=== INSTRUCTIONS TO FOLLOW ===
Using only the records, tally the lines with "following" in them and state that total by itself.

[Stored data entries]
>>>

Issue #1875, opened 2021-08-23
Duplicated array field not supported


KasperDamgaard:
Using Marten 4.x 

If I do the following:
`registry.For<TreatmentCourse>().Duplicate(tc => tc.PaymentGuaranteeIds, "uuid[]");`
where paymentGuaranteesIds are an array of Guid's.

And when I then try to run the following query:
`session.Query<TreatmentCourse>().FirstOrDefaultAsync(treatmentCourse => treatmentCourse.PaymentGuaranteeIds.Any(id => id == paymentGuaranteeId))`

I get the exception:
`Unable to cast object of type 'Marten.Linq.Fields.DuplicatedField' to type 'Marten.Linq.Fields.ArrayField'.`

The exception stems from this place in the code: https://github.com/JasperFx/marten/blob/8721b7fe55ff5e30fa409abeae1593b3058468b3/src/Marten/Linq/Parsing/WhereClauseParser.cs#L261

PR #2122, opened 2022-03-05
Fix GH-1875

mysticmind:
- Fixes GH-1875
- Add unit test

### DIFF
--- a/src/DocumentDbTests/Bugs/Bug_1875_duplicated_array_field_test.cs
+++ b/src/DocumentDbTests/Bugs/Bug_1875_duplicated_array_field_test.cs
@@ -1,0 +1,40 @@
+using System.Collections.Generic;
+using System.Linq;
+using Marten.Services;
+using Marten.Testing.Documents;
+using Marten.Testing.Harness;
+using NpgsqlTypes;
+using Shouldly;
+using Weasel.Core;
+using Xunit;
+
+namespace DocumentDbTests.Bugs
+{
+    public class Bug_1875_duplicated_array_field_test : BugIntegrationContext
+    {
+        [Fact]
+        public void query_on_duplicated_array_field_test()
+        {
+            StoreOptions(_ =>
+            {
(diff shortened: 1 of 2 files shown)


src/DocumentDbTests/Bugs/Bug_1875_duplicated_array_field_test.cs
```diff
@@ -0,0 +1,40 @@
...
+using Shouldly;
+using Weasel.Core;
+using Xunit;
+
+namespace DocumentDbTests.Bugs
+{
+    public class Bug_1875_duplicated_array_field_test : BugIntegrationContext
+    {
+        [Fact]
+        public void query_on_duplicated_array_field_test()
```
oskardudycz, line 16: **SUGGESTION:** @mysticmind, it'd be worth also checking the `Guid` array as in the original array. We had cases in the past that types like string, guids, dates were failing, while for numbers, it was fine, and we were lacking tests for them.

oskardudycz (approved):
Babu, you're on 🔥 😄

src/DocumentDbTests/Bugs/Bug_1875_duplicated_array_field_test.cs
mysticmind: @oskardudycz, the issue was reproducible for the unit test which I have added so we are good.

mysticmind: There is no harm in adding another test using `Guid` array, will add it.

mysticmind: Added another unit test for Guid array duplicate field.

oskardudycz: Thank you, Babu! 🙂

<<<

=== TASK SOLUTION ===
2